INPUT FOR THIS TASK Block Start

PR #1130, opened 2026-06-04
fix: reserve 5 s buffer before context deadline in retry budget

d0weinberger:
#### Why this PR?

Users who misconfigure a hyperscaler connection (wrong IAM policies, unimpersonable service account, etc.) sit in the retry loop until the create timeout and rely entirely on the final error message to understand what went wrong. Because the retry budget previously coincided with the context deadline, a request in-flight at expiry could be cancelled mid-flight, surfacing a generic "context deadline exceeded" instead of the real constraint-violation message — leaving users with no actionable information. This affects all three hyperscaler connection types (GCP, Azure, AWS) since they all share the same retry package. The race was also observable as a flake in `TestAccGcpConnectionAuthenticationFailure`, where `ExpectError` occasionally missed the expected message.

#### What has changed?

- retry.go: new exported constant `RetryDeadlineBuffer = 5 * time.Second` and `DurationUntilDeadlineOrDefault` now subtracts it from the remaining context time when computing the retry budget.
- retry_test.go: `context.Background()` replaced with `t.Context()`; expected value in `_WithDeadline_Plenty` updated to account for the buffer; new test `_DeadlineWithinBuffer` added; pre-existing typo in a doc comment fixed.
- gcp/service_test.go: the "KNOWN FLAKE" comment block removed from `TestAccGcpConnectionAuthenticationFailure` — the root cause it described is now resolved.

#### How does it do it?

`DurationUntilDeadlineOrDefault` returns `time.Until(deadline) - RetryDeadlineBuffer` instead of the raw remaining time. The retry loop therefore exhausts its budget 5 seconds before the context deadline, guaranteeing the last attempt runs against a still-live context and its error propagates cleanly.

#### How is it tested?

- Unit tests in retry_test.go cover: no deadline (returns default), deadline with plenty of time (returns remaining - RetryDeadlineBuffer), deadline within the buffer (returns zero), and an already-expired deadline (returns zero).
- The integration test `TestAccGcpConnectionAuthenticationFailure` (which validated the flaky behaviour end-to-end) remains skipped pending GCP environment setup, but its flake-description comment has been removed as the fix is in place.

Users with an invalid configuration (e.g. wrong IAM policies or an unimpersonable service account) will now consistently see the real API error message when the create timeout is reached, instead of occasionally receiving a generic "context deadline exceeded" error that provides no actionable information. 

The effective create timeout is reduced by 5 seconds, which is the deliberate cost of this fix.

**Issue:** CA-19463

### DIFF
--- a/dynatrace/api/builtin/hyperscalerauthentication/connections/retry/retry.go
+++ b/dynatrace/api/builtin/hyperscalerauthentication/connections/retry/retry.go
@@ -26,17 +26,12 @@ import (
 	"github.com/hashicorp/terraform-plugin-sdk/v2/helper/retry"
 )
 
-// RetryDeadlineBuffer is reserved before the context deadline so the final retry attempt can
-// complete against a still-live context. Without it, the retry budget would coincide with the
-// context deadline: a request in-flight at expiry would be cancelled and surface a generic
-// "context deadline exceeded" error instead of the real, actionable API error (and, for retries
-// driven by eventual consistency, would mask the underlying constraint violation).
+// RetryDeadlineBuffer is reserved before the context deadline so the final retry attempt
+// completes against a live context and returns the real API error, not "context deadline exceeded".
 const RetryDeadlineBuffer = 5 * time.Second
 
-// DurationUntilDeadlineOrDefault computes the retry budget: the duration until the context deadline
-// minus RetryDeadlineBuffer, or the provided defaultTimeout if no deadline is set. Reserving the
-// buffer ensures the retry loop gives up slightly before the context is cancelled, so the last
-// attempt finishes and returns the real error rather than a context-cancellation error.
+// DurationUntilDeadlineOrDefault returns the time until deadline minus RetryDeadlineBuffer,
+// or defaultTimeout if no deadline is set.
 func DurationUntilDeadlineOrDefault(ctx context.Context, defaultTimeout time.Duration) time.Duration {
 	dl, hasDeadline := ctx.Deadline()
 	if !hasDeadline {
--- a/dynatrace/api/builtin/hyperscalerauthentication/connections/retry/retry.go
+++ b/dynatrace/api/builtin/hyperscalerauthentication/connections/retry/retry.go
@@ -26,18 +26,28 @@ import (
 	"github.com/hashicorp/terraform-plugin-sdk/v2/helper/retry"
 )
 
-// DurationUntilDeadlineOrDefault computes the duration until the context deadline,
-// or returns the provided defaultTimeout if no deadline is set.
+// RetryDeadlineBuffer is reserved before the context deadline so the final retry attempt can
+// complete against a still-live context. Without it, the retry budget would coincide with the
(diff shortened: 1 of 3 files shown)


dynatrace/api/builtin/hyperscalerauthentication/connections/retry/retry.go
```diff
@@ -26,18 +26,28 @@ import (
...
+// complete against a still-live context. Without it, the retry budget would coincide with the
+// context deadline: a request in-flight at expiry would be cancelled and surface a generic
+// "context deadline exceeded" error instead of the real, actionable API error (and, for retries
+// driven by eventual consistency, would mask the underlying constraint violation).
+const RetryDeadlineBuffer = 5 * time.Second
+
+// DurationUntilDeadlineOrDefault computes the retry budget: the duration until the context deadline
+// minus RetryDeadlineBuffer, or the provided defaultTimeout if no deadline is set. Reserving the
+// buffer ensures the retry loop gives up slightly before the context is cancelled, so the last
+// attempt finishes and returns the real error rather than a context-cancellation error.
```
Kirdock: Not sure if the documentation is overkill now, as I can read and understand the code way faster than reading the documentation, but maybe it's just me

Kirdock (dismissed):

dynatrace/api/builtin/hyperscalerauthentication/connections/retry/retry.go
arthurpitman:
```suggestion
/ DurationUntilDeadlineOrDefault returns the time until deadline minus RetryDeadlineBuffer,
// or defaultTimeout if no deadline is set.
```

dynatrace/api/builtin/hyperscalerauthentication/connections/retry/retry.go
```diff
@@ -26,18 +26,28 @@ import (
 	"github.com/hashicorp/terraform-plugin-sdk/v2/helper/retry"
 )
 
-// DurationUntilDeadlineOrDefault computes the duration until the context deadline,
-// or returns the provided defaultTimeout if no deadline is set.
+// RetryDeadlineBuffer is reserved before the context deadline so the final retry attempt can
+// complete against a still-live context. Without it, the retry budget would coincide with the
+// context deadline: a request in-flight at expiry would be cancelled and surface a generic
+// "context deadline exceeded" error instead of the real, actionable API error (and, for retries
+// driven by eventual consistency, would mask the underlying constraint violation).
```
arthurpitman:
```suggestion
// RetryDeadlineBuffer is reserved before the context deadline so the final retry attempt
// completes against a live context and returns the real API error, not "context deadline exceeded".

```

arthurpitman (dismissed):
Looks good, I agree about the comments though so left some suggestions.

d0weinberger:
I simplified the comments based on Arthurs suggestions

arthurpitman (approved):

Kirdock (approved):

INPUT FOR THIS TASK Block End

REQUIREMENT:
Search the entries for the word "than" and show every line that has it.

RESPONSE:
-// attempt finishes and returns the real error rather than a context-cancellation error.
+// attempt finishes and returns the real error rather than a context-cancellation error.
Kirdock: Not sure if the documentation is overkill now, as I can read and understand the code way faster than reading the documentation, but maybe it's just me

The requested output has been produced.